A thorough investigation is critical, even when the incident occurred months—or years—before you were retained.
The defendant has the upper hand.
- They have investigators, experts and lawyers on retainer.
- Their team usually goes to the scene of the incident, and gets photographs, measurements and witness statements.
- They can instruct their insured, employees and agents not to make any statements.
The plaintiff, on the other hand, probably (and understandably) was busy getting medical care, recovering, and/or grieving for their loss. It can be weeks, months, or even years before they call a lawyer.
Perhaps it is due to this inherent disadvantage, but some lawyers don’t think it worthwhile—or just don’t take the time—to fully investigate the circumstances of the case.
Over the course of my career, I have been retained very soon after an incident or crash or many years later.
What I have learned is that no matter when you are retained, it is critically important to investigate quickly and get as much information as possible.
A Plaintiff Attorney’s Investigation Checklist:
- Pick up any existing investigations. Determine what, if any, investigations have already been conducted.
- Request records. Obtain any investigations, reports, medical records—all potentially relevant documents and materials.

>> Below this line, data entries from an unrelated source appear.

PR #542, opened 2025-02-14
Add CMIP6 reference page

### LINKED ISSUE #444: Review/fix CMIP6 indicators documentation

Joshdpaul:
This PR adds a standalone CMIP6 reference page linked from CMIP6 documentation. 

To test, start the API as usual and review the CMIP6 documentation. Click some of the DOI links to make sure they point to the right dataset, and that the author information is correct.

Closes #444

### DIFF
--- a/routes/cmip6.py
+++ b/routes/cmip6.py
@@ -208,6 +208,11 @@ def cmip6_about():
     return render_template("/documentation/cmip6.html")
 
 
+@routes.route("/cmip6/references")
+def cmip6_references():
+    return render_template("/documentation/cmip6_refs.html")
+
+
 @routes.route("/cmip6/point/<lat>/<lon>")
 @routes.route("/cmip6/point/<lat>/<lon>/<start_year>/<end_year>")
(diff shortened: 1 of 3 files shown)


Joshdpaul:
XREF https://github.com/ua-snap/ardac-explorer/issues/196

cstephen (changes requested):
Having all of this CMIP6 citation info & links in one place is a great addition to the API! 

Most everything looks good to me, but I'm curious about the "E3SM-1-1" and "E3SM-2-0" citation info near the end of the page. These models are not currently included in the CMIP6 monthly or CMIP6 indicators API output, so I'm thinking we should omit these from the documentation until they are available (assuming we are working to include these models).

Joshdpaul:
Good point, Craig. I believe these models were late additions to the ensemble and are important to the InteRFACE project (@brucecrevensten can explain more on that I think) but you are correct that our current CMIP6 coverages do not include data from these models yet. (We have the raw data from the models transferred, but I don't think that data has gone thru the processing pipeline.)

So yeah, referencing the models without having the data available is probably not the best move. I'll comment those out of the HTML until we have the data available.

Issue #536, opened 2025-02-12
Merge "Ecoregions" endpoint into "Physical and Administrative Boundary Polygons"


Joshdpaul:
The Ecoregions endpoint currently just returns the name of an ecoregion that surrounds an input lat/lon. This is not super useful. We could potentially merge this endpoint with the boundarys/areas endpoint, and return the actual GeoJSON polygon for the ecoregion so it can be used in analysis.

PR #543, opened 2025-02-14
Places & Boundary documentation

### LINKED ISSUE #299: Add documentation endpoint for `/places` routes
Let's add a documentation page for the `/places`.  It's a convenient menu for getting what's live in the API in terms of "where can we query?"  ...and provides an easy lookup for questions like "exactly what lat/lng is used for (x)?"

### LINKED ISSUE #300: Review documentation endpoint `/boundary` endpoint
The `/boundary` endpoint looks like it may not be complete.  And it could benefit from some additional discussion about what these exactly are/aren't in terms of some of the ways we've simplified the polygons, etc.  And links to authoritative references, where it makes sense.

### LINKED ISSUE #418: Adjust documentation for boundaries
Right now on [this page](https://earthmaps.io/boundary/) the 2nd section explicitly lists some places but omits HUC10.

I think perhaps the better way to do the documentation for this block -- to reduce things getting missed -- is just to say "use the code found from the section above" with a slew of examples.

### LINKED ISSUE #450: Include source data references for Boundary Data
I thought of this after finding out that the HUC polygons and IDs are a versioned dataset with substantial differences.

There are multiple categories of boundary data that may change over time, and so it's probably best practice to identify which version of the datasets we are serving or at least identify the source of the vector datasets. Sources/versions are not catalogued in the GVV repo, the data API, or in NCR (as far as I can tell).

- HUCs
- AK Native Corp land (there is actually a lot of land that still has yet to be conveyed, and so these boundaries do change!)
- Fire Mgmt Zones

### LINKED ISSUE #500: Add documentation for remaining places
In #499 we got the documentation for where our new Yukon polygons came from.  But we didn't document our other data sources too well.  We need to add where we fetched those polygons from.

Joshdpaul:
This PR establishes 2 separate documentation pages for the `/places` and `/boundary` endpoints. Source data references are included in the documentation for `/places`, and this page is referenced in the source data section of the `/boundary` endpoint. 

This PR closes #450 , closes #500 , closes #418 , closes #299 , closes #300

This PR also addresses (but does not close) #536 and #536 by removing the GeoJSON request example for a HUC12, and removing the "Ecoregions" endpoint from the service categories. Read these 2 issues to see how we can fix these endpoints to make them more consistent with the other boundary data.

### DIFF
--- a/application.py
+++ b/application.py
@@ -16,7 +16,7 @@ app.register_blueprint(routes)
 
 def get_service_categories():
     """
-    This is the new location for the service_categories on the main page.
+    This is the location for the service_categories on the main page.
     This will function will be called on the default route and the list
     will be passed to the index.html template.
     """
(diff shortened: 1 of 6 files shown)


charparr:
@Joshdpaul could you please provide a list of routes that I should test here? I'm a little unsure of what I should be expecting to see. For example, I see that this route looks great

http://127.0.0.1:5000/places/

but based on the changes to `application.py` I feel like I should see a "Geospatial" category on the index page (http://127.0.0.1:5000/) but I'm not seeing one, although I'm not sure that is the behavior I should be testing for.

Joshdpaul:
@charparr My apologies if this was unclear! These are the affected endpoints (just documentation pages, no data-fetching endpoints):

http://127.0.0.1:5000/
http://127.0.0.1:5000/places
http://127.0.0.1:5000/boundary

charparr:
Thanks Josh! The templates look good, and this is a nice addition. I reviewed the documentation to verify the links are valid, and tested the endpoints to get some GeoJSONs back, e.g., http://127.0.0.1:5000/boundary/area/NC8.

charparr (changes requested):
Looking good! Thanks for bearing with me. I left two minor typo / pluralization suggestions.

PR #544, opened 2025-02-14
Use "cmip5" in addition to "base" for indicators

### LINKED ISSUE #515: Change CMIP5 indicators route from `base` to `cmip5`
The indicators route now has both CMIP5- and CMIP6-based data. We should offer these in two separate routes, e.g.:

`/indicators/cmip6/point/61.5/-147`
`/indicators/cmip5/point/61.5/-147`

This requires changing the `base` route to `cmip5`, and will have downstream effects in our applications that pull CMIP5 indicators.

Joshdpaul:
This PR adds an alternate "cmip5" route to the indicators endpoint, and includes this route in the API documentation for consistency with the new "cmip6" indicators route.

The old "base" route is left intact, so that no apps break. 

To test, start the API as usual and review the climate indicators documentation. Test some links using the new "cmip5" option, e.g. http://localhost:5000/indicators/cmip5/area/1903040601

closes #515

### DIFF
--- a/routes/indicators.py
+++ b/routes/indicators.py
@@ -380,7 +380,12 @@ def run_fetch_cmip6_indicators_point_data(lat, lon):
         return render_template("500/server_error.html"), 500
 
 
-@routes.route("/indicators/base/point/<lat>/<lon>")
+@routes.route(
+    "/indicators/base/point/<lat>/<lon>"
+)  # original route, kept for backwards compatibility
+@routes.route(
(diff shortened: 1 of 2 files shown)


cstephen (approved):
This looks good, and I've confirmed that both the old and new versions of the endpoint work as expected. This is a great change, too. The "base" URL path component has been fairly mysterious since we added CMIP6 indicators, and this makes the CMIP5 vs. CMIP6 distinction crystal clear.

PR #545, opened 2025-02-19
Upgrade to 3.11

### LINKED ISSUE #506: Upgrade Python version
Python 3.8 is now EOL: https://devguide.python.org/versions/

- Go to the scene. This is crucial. No matter how long ago the event occurred, investigate the location yourself.
- Preserve evidence. Send a spoliation letter to the offending party and/or their representatives.

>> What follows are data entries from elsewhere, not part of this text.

PR #548, opened 2025-02-27
Incorporate ecoregions + HUC12's in new `all_areas` layer into API

Joshdpaul:
This PR revises the API to pull ecoregion and HUC12 polygons from the new `all_areas` layer (see [here](https://github.com/ua-snap/geospatial-vector-veracity/pull/148)). This branch uses some placeholder code to direct requests to this new layer (`playground:all_areas`) on the development server. Eventually this layer will replace the `all_boundaries:all_areas` layer on the production server, and we can drop the placeholder code.

Previously, ecoregion polygons were unavailable for area queries. By adding ecoregion polygons to the `all_areas` layer, these ecoregions now become available to summarize datasets.

Previously, HUC12 polygons were queried from a completely separate layer, and so requests needed to be parsed to recognize if a request was for a HUC12 or not. The revisions in this branch simply direct all area queries to the standard `all_areas` layer, and so that conditional code could removed. There is still a function specifically devoted to fetching HUC12 polygons for the ALFRESCO point data summary, but the CQL query used in this function now specifies the new `all_areas` layer, plus an additional conditional statement to request only the HUC12 `area_type`. 

closes https://github.com/ua-snap/data-api/issues/536 and closes https://github.com/ua-snap/geospatial-vector-veracity/issues/146

To test:

Start the API as usual, but point GeoServer queries to the development server like so:
```export API_GS_BASE_URL=https://gs.mapventure.org/geoserver/```

- Check the `places` documentation at http://127.0.0.1:5000/places/ to make sure you see both ecoregions and HUC12s described in the service categories and in the source references.
- Test the http://127.0.0.1:5000/places/all endpoint to make sure it includes HUC12s and ecoregions, and that the CSV option does the same http://127.0.0.1:5000/places/all?format=csv
- Test the endpoints (http://127.0.0.1:5000/places/hucs and http://127.0.0.1:5000/places/ecoregions) to make sure they work as expected, and that the CSV options do the same (http://127.0.0.1:5000/places/hucs?format=csv , http://127.0.0.1:5000/places/ecoregions?format=csv)
- Check the `boundary` documentation at http://127.0.0.1:5000/boundary/ to make sure you see both ecoregions and HUC12s described in the service categories, and make sure the endpoints return GeoJSON for valid ecoregion and HUC12 IDs.
- Check the text changes in the `alfresco` documentation http://127.0.0.1:5000/alfresco/ - these are minor but I think they improve consistency with the HUC data source described in the `places` endpoint
- Make sure the `alfresco` point queries still return data, and test HUC12s and ecoregions to make sure they return data in the area query (e.g. http://127.0.0.1:5000/alfresco/flammability/area/AKECO1 ), and that the CSV option does the same (e.g., http://127.0.0.1:5000/alfresco/flammability/area/AKECO1?format=csv )
- Test any other area-based query to make sure it returns data for HUC12 and ecoregion IDs. Note that some datasets may not return any data for the HUC12 polygons since they can be quite small. In these cases you should see NaN returns, and not errors.

### CODE REVIEW

**Review by charparr — CHANGES_REQUESTED** [review]
Great PR! Easy to follow the description, and the links all work as I'd expect. I'm seeing the HUC-12s and Ecoregions where they should be, and it was a great idea to consolidate how we treat these polygons. Nice one. 

I'd support an additional commit here that uses an environment variable for the GeoServer target store - most of my comments are along those lines. Curious to know what @cstephen thinks regarding that approach.

**Comment by Joshdpaul** [comment]
@charparr Thanks for the review! Great suggestions, you started the conversation to get a "real" development server going, which is awesome. 

I believe I've addressed all your comments with [dabdf71](https://github.com/ua-snap/data-api/pull/548/commits/dabdf710611a2334daab6c80ff8ef7c0baa287d4).

To re-test:

Do the same as the original instructions, but point GeoServer queries to the new development server like so:
```
export API_GS_BASE_URL=https://gs-dev.earthmaps.io/geoserver/
```

charparr (approved):
OK I've re-reviewed using the development GeoServer that Bob set up yesterday:

API_GS_BASE_URL=https://gs-dev.earthmaps.io/geoserver/

And everything is working great and I can confirm that the commented-out snippets are no longer present. I think it is ready to go!

cstephen (approved):
I tested this with a fine-toothed comb, gave the documentation a careful read, tested documentation links, tried all of the test cases in the PR description and variants with other Ecoregion and HUC-12 area codes + other area summary endpoints. Everything looks & behaves perfectly! 💯 

Sounds like the discussion about setting the GeoServer store as an environment variable is no longer relevant now that we're pointing this at a proper GeoServer development server. Seems like a pretty good idea, but not needed for this PR, so I recommend skipping this for now and merging this PR as-is.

- Interview any and all witnesses. Locate and interview all listed and potential witnesses. Get an investigator’s help if necessary.

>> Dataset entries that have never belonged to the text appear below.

PR #553, opened 2025-03-10
Perform local lat/lon check against GeoTIFF coverage masks to check for nodata before fetching from Rasdaman

### LINKED ISSUE #532: Use an example GeoTIFF from each dataset to do a local check for nodata pixels on the API side before sending a request to Rasdaman
The idea here is prevent wasteful requests to Rasdaman that we know will not return anything meaningful.

cstephen:
Closes #532.

This PR adds a GeoTIFF mask file for nearly every Rasdaman coverage used by the Data API. The API uses these files to do a local lat/lon check against the GeoTIFF to verify that data will be available before sending a data fetch to Rasdaman. This has a couple big benefits:

- Lat/lon coordinates within a coverage's BBOX, but with no data, now tend to return in a fraction of a second (instead of up to 60+ seconds in some cases). [See benchmarks here](https://docs.google.com/spreadsheets/d/1hBWgD7WOB8GF91cRtUIOWBhxuNlqfKYlVQ_KqNjPKz4/edit?gid=0#gid=0).
- Filters out wasteful nodata requests before sending them to Rasdaman, putting less load on Rasdaman

This PR only checks GeoTIFFs for single lat/lon points, not areas, because deciding what to do about an area with partial nodata is not obvious, and also performing pixel intersection operations with a local GeoTIFF could add (I think) a non-trivial amount of extra work to each area request. But we can revisit this later if needed.

I've omitted the ALFRESCO endpoints from the local GeoTIFF check for the reason mentioned above. Since all ALFRESCO point queries get turned into HUC-12 area queries, it's not clear how to handle this or whether it's worth it.

I've also omitted local GeoTIFF checks for the CMIP6 monthly and CMIP6 indicators coverages since Rasdaman deals with the antimeridian nodata "ray of hope" issues better than a local GeoTIFF check, often returning valid data, whereas a local GeoTIFF check returns nodata. Plus, the CMIP6 data footprint is basically just a rectangular BBOX that is better handled via BBOX lat/lon validation.

I've also had to tweak every impacted endpoint to recognize the new 404 error code that will result from finding nodata in a local GeoTIFF.

Testing this PR is tricky because there are so many endpoints to test, and deciding which lat/lon coordinate to check depends largely on the endpoint/coverage being tested. To make this easier, I've whipped up the following throwaway Python script that tests all affected endpoints with random lat/lon coordinates within a BBOX (loosely) around Alaska. This BBOX covers a lot of both land & ocean, so it's a good way to test land- and ocean-based datasets at the same time.

```python
#!/usr/bin/env python
import requests
import time
import numpy as np
import sys

domain = "http://127.0.0.1:5000"
prod_domain = "https://earthmaps.io"
requests_per_endpoint = int(sys.argv[1])
bbox = [-170, 52, -134, 72]

endpoints = [
    "/beetles/point",
    "/degree_days/heating",
    "/degree_days/below_zero",
    "/degree_days/freezing_index",
    "/degree_days/thawing_index",
    "/hydrology/point",
    "/landfastice/point",
    "/indicators/base/point",
    "/permafrost/point/gipl",
    "/precipitation",
    "/precipitation/frequency/point",
    "/seaice/point",
    "/snow/snowfallequivalent",
    "/tas2km/point",
    "/temperature/jan",
    "/temperature/july",
    "/temperature",
    "/taspr/point",
    "/wet_days_per_year/hp/point",
]


for endpoint in endpoints:
    for i in range(requests_per_endpoint):
        lat = round(np.random.uniform(bbox[1], bbox[3]), 2)
        lon = round(np.random.uniform(bbox[0], bbox[2]), 2)
        latlon_subpath = f"/{lat}/{lon}"

        dev_url = domain + endpoint + latlon_subpath
        start_time = time.time()
        try:
            response = requests.get(dev_url)
            dev_status = response.status_code
        except:
            dev_status = "Failure"
        end_time = time.time()
        dev_time = round(end_time - start_time, 2)

        prod_url = prod_domain + endpoint + latlon_subpath
        start_time = time.time()
        try:
            response = requests.get(prod_url)
            prod_status = response.status_code
        except:
            prod_status = "Failure"
        end_time = time.time()
        prod_time = round(end_time - start_time, 2)

        if dev_status != prod_status:
            print(f"{endpoint}{latlon_subpath}")
            print(f"dev: HTTP {dev_status}, {dev_time} seconds")
            print(f"prod: HTTP {prod_status}, {prod_time} seconds")
            print("----------")

        time.sleep(3)
```

```bash
Usage: python benchmark.py <number of requests per endpoint>
Example: python benchmark.py 5
```

The script runs silently until it encounters any endpoint where the HTTP status code differs between the local (development) API and our current production data, which may be worth investigating further. While running this script, I've found a few interesting discrepancies between local vs. production API:

- The production API will sometimes return a large JSON response full of nulls (nodata). This might be due to missing a `nullify_and_prune` call or two, but I think `null`s are also getting wrapped in quotation marks when they weren't before (i.e., before vs. after a recent Rasdaman upgrade) and aren't detected as proper nodata for this reason. Example: [https://earthmaps.io/tas2km/point/57.59/-151.81](https://earthmaps.io/tas2km/point/57.59/-151.81) The local GeoTIFF check solves this in a different way, returning the HTTP 404 code/page as expected.
- Sometimes a production endpoint will return an HTTP 503 error if the WCS Rasdaman fetch times out, if nodata responses aren't properly handled in the API code, etc. The local GeoTIFF check improves some of these cases by returning an HTTP 404 code/page for nodata requests.

But in general, any lat/lon endpoint that returns a HTTP 200 (data returned) on the production server, and returns a non-HTTP-200 code for the same endpoint on the development server, is worth paying attention to. If the production server response is full of nothing but nulls, this is an improvement. If the production server response is full of actual data, this is a problem I'll need to fix.


charparr:
I'm loving the preliminary check of the mask GeoTIFF to ascertain whether or not data exists for the point. This is nifty.
It certainly alleviates the frustration of having a long-running request yield nothing - that is a bummer for us and other users, and seems to have a negative impact on the Rasdaman server.

This will be a longer review, so I"m going to chunk it up across several comments based on the status code pairs between dev and prod. All results are from running the supplied benchmark script, 5 requests per endpoint. Output of my script is attached.
[parr_benchmark_03132025.txt](https://github.com/user-attachments/files/19232281/parr_benchmark_03132025.txt)

charparr:
### Dev is 422, prod is 503
We'd generally assume that any change from 503 is good.
```
/degree_days/thawing_index/71.75/-145.25
dev: HTTP 422, 0.01 seconds
prod: HTTP 503, 0.27 seconds

/snow/snowfallequivalent/71.4/-143.23
dev: HTTP 422, 0.01 seconds
prod: HTTP 503, 0.29 seconds

/wet_days_per_year/hp/point/71.92/-159.53
dev: HTTP 422, 0.01 seconds
prod: HTTP 503, 0.29 seconds

/wet_days_per_year/hp/point/71.99/-137.45
dev: HTTP 422, 0.01 seconds
prod: HTTP 503, 0.27 seconds
```

In all these cases the points are just a little too far North and not within the `EAST_BBOX` or `WEST_BBOX`. In dev, these endpoints all now render the same template with the bounding box map and list of bbox vertices. This is definitely an improvement in the status code returned, and also in speed. My suggestion though is that each of these endpoints should inject their own bbox into the template - we have this behavior in a few of our other endpoints. I'm not really sure why these were 503'ing in the first place, but if you look at the diff for `wet_days_per_year` for example you see that there was never really a good catch for the situation in which the validation function returned a 404.

**Conclusion: based on the endpoints in my test, every scenario in which dev returns 422, but prod returns 503, the 422 is the desired behavior.**

charparr:
#### Dev is 500, prod is 200

OK, this is also a scenario where we need to check carefully. We're tossing out 500s in dev, but prod says OK. What is happening?

```
/precipitation/68.3/-163.49
dev: HTTP 500, 74.2 seconds
prod: HTTP 200, 14.28 seconds

/precipitation/65.35/-144.8
dev: HTTP 500, 3.44 seconds
prod: HTTP 200, 14.77 seconds

/precipitation/58.67/-155.29
dev: HTTP 500, 74.39 seconds
prod: HTTP 200, 14.97 seconds

/precipitation/frequency/point/65.36/-146.08
dev: HTTP 500, 38.61 seconds
prod: HTTP 200, 31.0 seconds

/precipitation/frequency/point/67.81/-143.68
dev: HTTP 500, 23.32 seconds
prod: HTTP 200, 30.59 seconds

/precipitation/frequency/point/69.73/-163.04
dev: HTTP 500, 1.08 seconds
prod: HTTP 200, 26.44 seconds

/snow/snowfallequivalent/64.26/-152.63
dev: HTTP 500, 92.07 seconds
prod: HTTP 200, 2.01 seconds

/temperature/64.31/-158.35
dev: HTTP 500, 74.44 seconds
prod: HTTP 200, 14.56 seconds

/temperature/66.0/-147.88
dev: HTTP 500, 258.88 seconds
prod: HTTP 200, 14.97 seconds
```
*We can ignore these! I hit these endpoints again in dev and it yielded identical data responses to prod. False positives here that are just an artifact of running the API locally. For further benchmarking, add a retry or sleep when the request is made to the local API.*
```
/tas2km/point/59.63/-160.61
dev: HTTP 500, 10.21 seconds
prod: HTTP 200, 19.4 seconds

/tas2km/point/62.6/-134.09
dev: HTTP 500, 38.09 seconds
prod: HTTP 200, 276.44 seconds

/tas2km/point/65.14/-157.07
dev: HTTP 500, 34.58 seconds
prod: HTTP 200, 263.3 seconds
```
*These are all terrestrial locations with valid data responses in prod. However, after a few re-tries I was able to replicate the prod response in dev, so this is similar to the above. However, just a note that these data responses yield strings-of-floats like this, which seems weird:*
```
{
  "historical": {
    "CRU-TS": {
      "historical": {
        "April": {
          "1901": {
            "tasmax": "-0.6",
            "tasmean": "-6.8",
            "tasmin": "-12.9"
          },
```
**Conclusion: based on my testing the scenario in which dev is 500 but prod is 200 is a red herring caused by the local API instance taking a little longer.**

charparr (approved):
This PR is a substantial improvement and in every case in which the dev and prod API differed in their status codes, I prefer the dev response. Based on my testing, this is good to go!

However, this PR does shine a light on some issues with validation. For starters, we could probably consolidate how we validate requests across different endpoints. Theoretically, every `/point/` endpoint should have the same validation pattern. I don't think that should let us get distracted from what we're doing in this PR though.

Also, for anyone else testing this PR, you may have trouble replicating some of the cases where the production API was yielding 503. There is some stuff in-flight with the Varnish Cache (see dicussion in #api in Slack) where we will miss our fancy 400 or 422 error messages in the production API for a bit.

XREF #555

Joshdpaul:
I don't have much to add here, @charparr 's testing is thorough and notes all of the improved validation behaviors. The results of my testing did not bring anything else to light. I also approve! This was a great idea @cstephen and definitely a successful effort with regard to speeding up the validation, and as a bonus we caught an issue with the Varnish cache HTTP response status codes. Wins all around 🏆 !

I think the 404 in development, 200 in production situation where we are getting all `null` or `nan` in the production JSON return might be traced back to the [`postprocessing.nullify_and_prune(...)`](https://github.com/ua-snap/data-api/blob/ff6d09e931d13912b07c6c8b2229ac4baa7f0519/postprocessing.py#L176) and/or the [`postprocessing.prune_nulls_with_max_intensity(...)`](https://github.com/ua-snap/data-api/blob/ff6d09e931d13912b07c6c8b2229ac4baa7f0519/postprocessing.py#L141) functions. I have noticed in other dev work that these functions do not always work as intended, and depending on the dictionary structure can sometimes leave the structure intact while being full of no data values. 

On the topic of consolidating / streamlining our validation process, both @charparr and @cstephen have checked out some of my tinkering in [this repo](https://github.com/ua-snap/jp-fastapi). The `pydantic` validation used in there has huge potential, especially if we combine it with a strong(er) Rasdaman metadata.

Joshdpaul (approved):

- Retain a liability expert to build and refine your case theory.
Not everything on this list will be relevant for every case; but I have found it useful for major cases, especially if liability is unclear or disputed.
Using the Investigation Checklist to build your case
Coluccio Law recently concluded a case for a plumber who was severely and permanently injured on a job site.
The plumber was a subcontractor, hired by a general contractor to work on a tenant build-out project in a commercial property. Early one morning, as he walked over to the corner of the property to start his work, the floor gave out beneath him.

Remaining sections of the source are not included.